Supplied material |

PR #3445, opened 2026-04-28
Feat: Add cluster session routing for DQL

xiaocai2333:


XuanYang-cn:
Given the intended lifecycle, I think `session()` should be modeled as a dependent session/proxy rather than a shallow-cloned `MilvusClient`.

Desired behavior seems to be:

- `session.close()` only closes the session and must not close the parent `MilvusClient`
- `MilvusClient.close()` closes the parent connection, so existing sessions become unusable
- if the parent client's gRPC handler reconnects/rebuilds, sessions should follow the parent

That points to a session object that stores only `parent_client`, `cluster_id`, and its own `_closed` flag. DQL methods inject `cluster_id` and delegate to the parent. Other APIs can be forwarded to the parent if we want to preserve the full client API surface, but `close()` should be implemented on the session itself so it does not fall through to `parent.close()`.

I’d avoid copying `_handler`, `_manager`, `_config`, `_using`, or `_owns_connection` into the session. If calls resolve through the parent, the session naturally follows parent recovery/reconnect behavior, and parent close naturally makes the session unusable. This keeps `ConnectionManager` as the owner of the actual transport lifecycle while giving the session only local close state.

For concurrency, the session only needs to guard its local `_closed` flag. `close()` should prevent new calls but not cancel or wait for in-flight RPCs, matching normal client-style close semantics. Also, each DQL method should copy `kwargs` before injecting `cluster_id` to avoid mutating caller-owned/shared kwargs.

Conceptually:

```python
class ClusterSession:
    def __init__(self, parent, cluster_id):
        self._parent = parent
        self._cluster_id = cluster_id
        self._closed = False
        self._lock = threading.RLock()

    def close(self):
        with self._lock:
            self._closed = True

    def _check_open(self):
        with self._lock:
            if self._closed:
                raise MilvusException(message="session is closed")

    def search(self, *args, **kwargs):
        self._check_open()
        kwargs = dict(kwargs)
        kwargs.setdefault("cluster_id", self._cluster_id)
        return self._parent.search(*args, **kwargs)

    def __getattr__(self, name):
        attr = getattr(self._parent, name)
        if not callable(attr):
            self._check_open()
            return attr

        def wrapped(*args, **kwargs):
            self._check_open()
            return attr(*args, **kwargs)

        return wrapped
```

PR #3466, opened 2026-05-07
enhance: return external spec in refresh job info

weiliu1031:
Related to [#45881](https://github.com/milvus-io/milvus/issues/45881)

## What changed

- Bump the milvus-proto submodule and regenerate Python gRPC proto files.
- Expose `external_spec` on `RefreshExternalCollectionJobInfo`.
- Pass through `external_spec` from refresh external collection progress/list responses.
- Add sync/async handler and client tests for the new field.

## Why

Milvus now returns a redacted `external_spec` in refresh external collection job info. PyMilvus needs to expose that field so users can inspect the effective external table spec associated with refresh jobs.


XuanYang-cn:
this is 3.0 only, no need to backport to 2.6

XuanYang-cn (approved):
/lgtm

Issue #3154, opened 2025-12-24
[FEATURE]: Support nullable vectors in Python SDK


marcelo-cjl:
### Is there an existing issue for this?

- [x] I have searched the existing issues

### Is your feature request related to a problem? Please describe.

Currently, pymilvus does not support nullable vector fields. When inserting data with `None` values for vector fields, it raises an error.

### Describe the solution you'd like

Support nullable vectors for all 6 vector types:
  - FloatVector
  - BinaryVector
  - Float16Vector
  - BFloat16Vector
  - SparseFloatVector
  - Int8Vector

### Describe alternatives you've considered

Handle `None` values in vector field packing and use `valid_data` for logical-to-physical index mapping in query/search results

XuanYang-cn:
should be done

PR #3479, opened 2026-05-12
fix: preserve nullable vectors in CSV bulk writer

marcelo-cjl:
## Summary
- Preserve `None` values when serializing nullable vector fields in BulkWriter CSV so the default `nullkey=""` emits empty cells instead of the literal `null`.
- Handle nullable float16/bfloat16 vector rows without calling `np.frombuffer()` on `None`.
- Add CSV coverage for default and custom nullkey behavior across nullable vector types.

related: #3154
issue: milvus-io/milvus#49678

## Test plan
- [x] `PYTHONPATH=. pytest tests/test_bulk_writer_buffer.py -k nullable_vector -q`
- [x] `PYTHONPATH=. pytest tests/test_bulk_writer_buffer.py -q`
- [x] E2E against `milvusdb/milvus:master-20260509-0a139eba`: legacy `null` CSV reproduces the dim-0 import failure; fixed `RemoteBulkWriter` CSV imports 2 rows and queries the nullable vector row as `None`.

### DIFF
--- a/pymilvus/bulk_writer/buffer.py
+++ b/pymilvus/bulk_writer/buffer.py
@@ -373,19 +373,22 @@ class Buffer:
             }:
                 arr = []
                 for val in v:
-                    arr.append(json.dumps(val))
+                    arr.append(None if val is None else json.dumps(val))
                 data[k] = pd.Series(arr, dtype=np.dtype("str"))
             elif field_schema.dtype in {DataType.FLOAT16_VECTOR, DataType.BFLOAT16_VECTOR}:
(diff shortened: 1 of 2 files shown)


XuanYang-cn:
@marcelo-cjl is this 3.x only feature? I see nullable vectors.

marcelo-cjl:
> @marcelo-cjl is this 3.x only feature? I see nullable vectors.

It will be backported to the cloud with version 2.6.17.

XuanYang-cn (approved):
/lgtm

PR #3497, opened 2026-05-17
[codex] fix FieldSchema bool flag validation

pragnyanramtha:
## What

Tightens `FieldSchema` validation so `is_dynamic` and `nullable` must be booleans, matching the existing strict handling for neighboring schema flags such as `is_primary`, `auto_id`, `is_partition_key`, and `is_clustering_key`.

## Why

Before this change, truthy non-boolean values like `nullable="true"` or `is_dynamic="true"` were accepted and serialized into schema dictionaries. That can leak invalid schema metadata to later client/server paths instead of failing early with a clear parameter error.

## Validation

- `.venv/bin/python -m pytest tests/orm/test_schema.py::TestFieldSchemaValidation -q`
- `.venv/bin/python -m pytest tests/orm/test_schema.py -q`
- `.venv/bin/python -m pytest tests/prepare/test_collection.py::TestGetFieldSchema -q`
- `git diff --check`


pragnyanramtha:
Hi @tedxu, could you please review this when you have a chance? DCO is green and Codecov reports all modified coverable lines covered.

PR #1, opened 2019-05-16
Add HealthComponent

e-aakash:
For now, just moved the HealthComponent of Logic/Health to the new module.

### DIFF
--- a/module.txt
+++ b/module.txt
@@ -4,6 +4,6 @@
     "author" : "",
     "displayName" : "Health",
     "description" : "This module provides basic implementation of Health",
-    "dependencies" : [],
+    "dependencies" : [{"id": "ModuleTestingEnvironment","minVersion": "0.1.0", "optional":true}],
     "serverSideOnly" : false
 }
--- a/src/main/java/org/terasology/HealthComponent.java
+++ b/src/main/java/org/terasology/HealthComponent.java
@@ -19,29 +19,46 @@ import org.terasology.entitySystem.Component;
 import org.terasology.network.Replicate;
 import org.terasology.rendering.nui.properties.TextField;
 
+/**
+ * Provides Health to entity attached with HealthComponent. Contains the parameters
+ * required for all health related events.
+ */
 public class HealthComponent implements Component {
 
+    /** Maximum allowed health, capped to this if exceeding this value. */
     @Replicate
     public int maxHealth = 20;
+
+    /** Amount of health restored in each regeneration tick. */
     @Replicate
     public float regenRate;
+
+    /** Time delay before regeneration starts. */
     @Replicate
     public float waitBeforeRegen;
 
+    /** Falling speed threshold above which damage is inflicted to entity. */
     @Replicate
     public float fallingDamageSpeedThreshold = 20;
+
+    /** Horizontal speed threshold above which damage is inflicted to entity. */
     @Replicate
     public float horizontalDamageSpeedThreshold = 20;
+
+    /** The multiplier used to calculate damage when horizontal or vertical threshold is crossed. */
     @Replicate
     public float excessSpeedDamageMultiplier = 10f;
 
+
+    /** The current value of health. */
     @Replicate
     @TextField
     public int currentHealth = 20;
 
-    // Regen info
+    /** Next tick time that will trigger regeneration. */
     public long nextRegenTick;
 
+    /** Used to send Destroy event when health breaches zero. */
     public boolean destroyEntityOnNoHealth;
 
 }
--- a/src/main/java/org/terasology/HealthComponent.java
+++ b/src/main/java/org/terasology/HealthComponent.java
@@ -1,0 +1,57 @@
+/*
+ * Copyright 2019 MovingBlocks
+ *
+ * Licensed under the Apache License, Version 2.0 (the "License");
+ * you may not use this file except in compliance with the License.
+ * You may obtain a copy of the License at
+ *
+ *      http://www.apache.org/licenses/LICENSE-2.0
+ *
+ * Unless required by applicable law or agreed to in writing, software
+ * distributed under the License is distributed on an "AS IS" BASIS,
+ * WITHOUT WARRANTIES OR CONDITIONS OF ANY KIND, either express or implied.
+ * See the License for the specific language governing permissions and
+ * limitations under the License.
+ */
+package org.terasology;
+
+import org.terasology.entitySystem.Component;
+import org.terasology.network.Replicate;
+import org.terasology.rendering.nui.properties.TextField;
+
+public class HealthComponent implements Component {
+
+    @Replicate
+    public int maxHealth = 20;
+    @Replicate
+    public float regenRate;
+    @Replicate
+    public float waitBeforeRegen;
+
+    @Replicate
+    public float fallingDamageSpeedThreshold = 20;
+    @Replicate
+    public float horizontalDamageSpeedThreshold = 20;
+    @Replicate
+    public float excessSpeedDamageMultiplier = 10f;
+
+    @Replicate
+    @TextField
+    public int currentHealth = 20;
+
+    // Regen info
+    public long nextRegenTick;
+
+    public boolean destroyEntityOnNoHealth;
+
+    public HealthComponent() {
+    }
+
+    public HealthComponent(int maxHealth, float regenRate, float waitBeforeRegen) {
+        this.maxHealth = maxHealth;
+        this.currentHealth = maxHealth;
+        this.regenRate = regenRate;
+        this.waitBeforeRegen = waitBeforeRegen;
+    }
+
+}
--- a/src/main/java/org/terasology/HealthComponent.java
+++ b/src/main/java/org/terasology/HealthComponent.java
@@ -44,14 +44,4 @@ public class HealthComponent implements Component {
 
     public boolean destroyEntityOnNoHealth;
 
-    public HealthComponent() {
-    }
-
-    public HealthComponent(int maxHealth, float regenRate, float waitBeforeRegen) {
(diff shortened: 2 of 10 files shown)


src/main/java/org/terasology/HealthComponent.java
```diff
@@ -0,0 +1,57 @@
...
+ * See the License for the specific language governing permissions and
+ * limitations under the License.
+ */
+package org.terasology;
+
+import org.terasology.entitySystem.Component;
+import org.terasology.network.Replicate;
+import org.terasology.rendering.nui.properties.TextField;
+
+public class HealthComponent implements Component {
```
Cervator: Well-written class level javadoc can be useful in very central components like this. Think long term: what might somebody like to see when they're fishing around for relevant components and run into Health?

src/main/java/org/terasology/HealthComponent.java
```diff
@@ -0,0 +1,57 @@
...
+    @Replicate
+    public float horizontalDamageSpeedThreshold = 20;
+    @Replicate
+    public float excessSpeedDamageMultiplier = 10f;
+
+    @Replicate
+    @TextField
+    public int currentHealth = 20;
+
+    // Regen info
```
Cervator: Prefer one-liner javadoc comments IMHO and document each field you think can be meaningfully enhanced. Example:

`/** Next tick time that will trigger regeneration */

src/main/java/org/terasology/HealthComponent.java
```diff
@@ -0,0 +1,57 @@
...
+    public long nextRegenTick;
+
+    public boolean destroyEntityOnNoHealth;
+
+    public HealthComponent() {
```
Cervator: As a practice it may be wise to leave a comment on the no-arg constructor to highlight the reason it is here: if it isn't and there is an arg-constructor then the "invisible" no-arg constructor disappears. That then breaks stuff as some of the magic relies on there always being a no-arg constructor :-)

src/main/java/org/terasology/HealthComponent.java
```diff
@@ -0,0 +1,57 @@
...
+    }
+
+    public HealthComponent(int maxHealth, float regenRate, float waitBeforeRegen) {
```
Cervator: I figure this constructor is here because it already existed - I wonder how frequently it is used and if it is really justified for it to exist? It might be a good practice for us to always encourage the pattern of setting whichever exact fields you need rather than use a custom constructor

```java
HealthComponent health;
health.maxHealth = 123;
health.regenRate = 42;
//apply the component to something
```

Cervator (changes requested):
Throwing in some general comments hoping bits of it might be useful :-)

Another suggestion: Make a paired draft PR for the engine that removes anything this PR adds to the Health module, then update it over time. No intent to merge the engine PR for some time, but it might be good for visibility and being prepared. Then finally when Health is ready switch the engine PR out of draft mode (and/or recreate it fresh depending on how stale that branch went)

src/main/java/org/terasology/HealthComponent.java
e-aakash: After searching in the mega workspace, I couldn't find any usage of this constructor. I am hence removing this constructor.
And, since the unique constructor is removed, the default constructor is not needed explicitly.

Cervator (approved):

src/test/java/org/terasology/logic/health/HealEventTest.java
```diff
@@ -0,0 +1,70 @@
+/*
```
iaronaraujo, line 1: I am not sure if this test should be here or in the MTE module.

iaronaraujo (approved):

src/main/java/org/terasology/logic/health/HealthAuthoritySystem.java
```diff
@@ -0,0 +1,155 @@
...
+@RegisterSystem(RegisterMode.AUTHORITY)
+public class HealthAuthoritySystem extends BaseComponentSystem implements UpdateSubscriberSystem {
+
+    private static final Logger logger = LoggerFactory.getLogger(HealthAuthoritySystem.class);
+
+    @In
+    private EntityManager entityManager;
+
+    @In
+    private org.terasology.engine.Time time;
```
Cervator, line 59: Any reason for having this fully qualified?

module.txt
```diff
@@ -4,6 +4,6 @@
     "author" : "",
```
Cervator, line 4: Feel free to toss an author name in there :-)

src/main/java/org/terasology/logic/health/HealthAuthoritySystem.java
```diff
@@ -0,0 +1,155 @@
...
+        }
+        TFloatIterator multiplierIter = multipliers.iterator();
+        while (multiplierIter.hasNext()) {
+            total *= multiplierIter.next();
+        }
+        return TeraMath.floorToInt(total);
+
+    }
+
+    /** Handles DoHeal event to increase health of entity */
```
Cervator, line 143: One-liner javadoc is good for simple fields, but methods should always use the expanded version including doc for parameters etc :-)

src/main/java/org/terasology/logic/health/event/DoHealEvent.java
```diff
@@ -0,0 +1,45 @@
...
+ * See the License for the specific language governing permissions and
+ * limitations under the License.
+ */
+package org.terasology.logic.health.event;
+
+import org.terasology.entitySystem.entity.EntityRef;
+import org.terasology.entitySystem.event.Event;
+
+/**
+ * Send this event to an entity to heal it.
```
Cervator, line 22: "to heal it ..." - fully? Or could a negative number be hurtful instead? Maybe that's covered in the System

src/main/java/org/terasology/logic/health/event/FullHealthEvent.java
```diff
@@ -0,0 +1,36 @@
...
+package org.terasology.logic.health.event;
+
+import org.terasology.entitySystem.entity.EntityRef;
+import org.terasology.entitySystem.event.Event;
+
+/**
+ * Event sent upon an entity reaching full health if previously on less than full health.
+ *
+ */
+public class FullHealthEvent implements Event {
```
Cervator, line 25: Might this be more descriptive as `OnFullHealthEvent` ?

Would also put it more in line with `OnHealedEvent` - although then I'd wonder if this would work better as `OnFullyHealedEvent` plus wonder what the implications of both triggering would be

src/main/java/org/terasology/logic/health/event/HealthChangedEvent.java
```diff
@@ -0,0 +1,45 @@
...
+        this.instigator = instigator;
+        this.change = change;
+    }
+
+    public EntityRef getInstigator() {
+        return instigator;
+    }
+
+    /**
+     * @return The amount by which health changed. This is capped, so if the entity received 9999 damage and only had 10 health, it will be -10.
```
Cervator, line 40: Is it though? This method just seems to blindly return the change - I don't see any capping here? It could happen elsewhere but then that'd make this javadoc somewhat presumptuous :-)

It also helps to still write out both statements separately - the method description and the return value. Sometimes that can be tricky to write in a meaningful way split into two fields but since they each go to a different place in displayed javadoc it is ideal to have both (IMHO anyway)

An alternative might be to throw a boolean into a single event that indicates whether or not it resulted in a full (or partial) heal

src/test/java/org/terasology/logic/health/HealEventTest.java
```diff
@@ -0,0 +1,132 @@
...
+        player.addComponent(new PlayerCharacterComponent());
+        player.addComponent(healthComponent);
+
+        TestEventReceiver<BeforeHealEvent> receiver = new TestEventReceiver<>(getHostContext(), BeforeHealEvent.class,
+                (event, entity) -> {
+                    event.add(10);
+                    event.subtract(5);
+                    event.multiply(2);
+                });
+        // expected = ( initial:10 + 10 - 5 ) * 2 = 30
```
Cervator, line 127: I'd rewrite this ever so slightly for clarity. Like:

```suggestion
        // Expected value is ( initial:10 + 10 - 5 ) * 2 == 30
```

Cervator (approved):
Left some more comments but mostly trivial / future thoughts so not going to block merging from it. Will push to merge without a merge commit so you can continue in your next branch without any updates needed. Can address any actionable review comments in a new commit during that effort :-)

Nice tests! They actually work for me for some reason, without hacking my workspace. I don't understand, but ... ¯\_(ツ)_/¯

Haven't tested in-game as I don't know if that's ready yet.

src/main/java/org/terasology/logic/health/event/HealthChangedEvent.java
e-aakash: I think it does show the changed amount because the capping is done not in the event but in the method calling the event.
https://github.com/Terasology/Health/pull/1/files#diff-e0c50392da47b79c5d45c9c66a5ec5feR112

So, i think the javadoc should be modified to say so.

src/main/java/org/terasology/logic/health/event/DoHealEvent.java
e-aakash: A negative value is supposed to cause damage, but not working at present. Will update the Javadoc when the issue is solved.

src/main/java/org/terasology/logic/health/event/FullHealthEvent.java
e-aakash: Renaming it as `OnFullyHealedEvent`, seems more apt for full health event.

Work item | Check all the records above and select each line where the string "initial" is found.

The answer |
+        // expected = ( initial:10 + 10 - 5 ) * 2 = 30
        // Expected value is ( initial:10 + 10 - 5 ) * 2 == 30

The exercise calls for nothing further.